On Thu, Mar 21, 2013 at 6:57 PM, Dave Chinner <david at fromorbit.com> wrote:
> On Wed, Mar 20, 2013 at 06:49:49PM -0700, Daniel Phillips wrote:
>> At the moment we're being pretty quiet because of being in the middle
>> of developing the next-gen directory index. Not such a small task, as
>> you might imagine.
> The "next-gen directory index" comment made me curious. I wanted to
> know if there's anything I could learn from what you are doing and
> whether anything of your new algorithms could be applied to, say,
> the XFS directory structure to improve it.
> I went looking for design docs and found this:
> http://phunq.net/pipermail/tux3/2013-January/001938.html
> In a word: Disappointment.

Me too.
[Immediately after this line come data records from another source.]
PR #12668, opened 2024-03-12
Bugfix E2E folder file creation

alperozturk96:

### How To Test

1. Create encrypted folder
2. Create another folder inside encrypted folder
3. Upload file inside encrypted folder and sub folder

All uploads must be completed without any issue

### DIFF
--- a/app/src/main/java/com/owncloud/android/operations/UploadFileOperation.java
+++ b/app/src/main/java/com/owncloud/android/operations/UploadFileOperation.java
@@ -508,7 +508,7 @@ public class UploadFileOperation extends SyncOperation {
                 metadata.getMetadata().setMetadataKey(encryptedMetadataKey);
 
                 if (object instanceof DecryptedFolderMetadataFileV1) {
-                    metadata.getMetadata().setChecksum(((DecryptedFolderMetadataFileV1) object).getMetadata().getChecksum());
+                    metadata = (DecryptedFolderMetadataFileV1) object;
                 }
 
                 object = metadata;
@@ -696,6 +696,7 @@ public class UploadFileOperation extends SyncOperation {
                         serializedFolderMetadata = EncryptionUtils.serializeJSON(encryptedFolderMetadata);
                     }
 
+                    // FIXME after first failed upload folder stay locked, uploadMetadata throws UploadException for encrypted folder
                     // upload metadata
                     EncryptionUtils.uploadMetadata(parentFile,
                                                    serializedFolderMetadata,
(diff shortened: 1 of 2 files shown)


app/src/main/java/com/owncloud/android/operations/UploadFileOperation.java
```diff
@@ -507,8 +509,11 @@ private RemoteOperationResult encryptedUpload(OwnCloudClient client, OCFile pare
                 String encryptedMetadataKey = EncryptionUtils.encryptStringAsymmetric(metadataKey, publicKey);
                 metadata.getMetadata().setMetadataKey(encryptedMetadataKey);
 
+                if (object instanceof DecryptedFolderMetadataFileV1) {
+                    metadata = (DecryptedFolderMetadataFileV1) object;
+                }
+
                 object = metadata;
-                metadataExists = false;
             }
```
ZetaTom, line 517: I'm a bit confused. This expression should be equivalent to the following, shouldn't it?

```java
if (!(object instanceof DecryptedFolderMetadataFileV1)) {
    object = metadata;
}
```

Another thing of note is that if these expressions are indeed equivalent to one another, wouldn't `metadata` be dismissed if `object` is set? If this is the case, the condition should be moved up to line 503, since the `metadata` object wouldn't be used after all.

app/src/main/java/com/owncloud/android/operations/UploadFileOperation.java
```diff
@@ -489,13 +490,14 @@ private RemoteOperationResult encryptedUpload(OwnCloudClient client, OCFile pare
 //                                                   mContext);
 
             Object object = EncryptionUtils.downloadFolderMetadata(parentFile, client, mContext, user);
+            if (object instanceof DecryptedFolderMetadataFileV1 && ((DecryptedFolderMetadataFileV1) object).getMetadata() != null) {
```
ZetaTom, line 493:
```suggestion
            if (object instanceof DecryptedFolderMetadataFileV1 decrypted && decrypted.getMetadata() != null) {
```

ZetaTom (approved):
Other than the minor nitpicks, this worked perfectly in my tests. Well done! :tada:

app/src/main/java/com/owncloud/android/operations/UploadFileOperation.java
alperozturk96: Yes I agree. But I don't want to touch it more code is extremely error prone. I added TODO Refactor. I will create another PR and refactor that huge function. Thats why I left it that way

JonasMayerDev (approved):
In a quick test, this solves the issue of subfolders having wrong names and then files not being able to upload there!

While I convinced myself that the PHTree scheme would scale
significantly better than HTree while being only modestly slower than
HTree in the smaller range (millions of files) even the new scheme
began hitting significant difficulties in the form of write
multiplication in the larger range (billions of files). Most probably,
you discovered the same thing. The problem is not so much about
randomly thrashing the index, because these days even a cheap desktop
can cache the entire index, but rather getting the index onto disk
with proper atomic update at reasonable intervals. We can't accept a
situation where crashing on the 999,999,999th file create requires the
entire index to be rebuilt, or even a significant portion of it. That
means we need ACID commit at normal intervals all the way through the
heavy create load, and unfortunately, that's where the write
multiplication issue rears its ugly head. It turned out that most of
the PHTree index blocks would end up being written to disk hundreds of
times each, effectively stretching out what should be a 10 minute test
to hours.

To solve this, I eventually came up with a secondary indexing scheme
that would kick in under heavy file create load, to take care of
committing enough state to disk at regular intervals that remounting
after a crash would only lose a few seconds of work. With this, PHTree
would satisfy all the performance goals we set out for it, which can
be summarized as: scale smoothly all the way from one file per
directory to one billion files per directory.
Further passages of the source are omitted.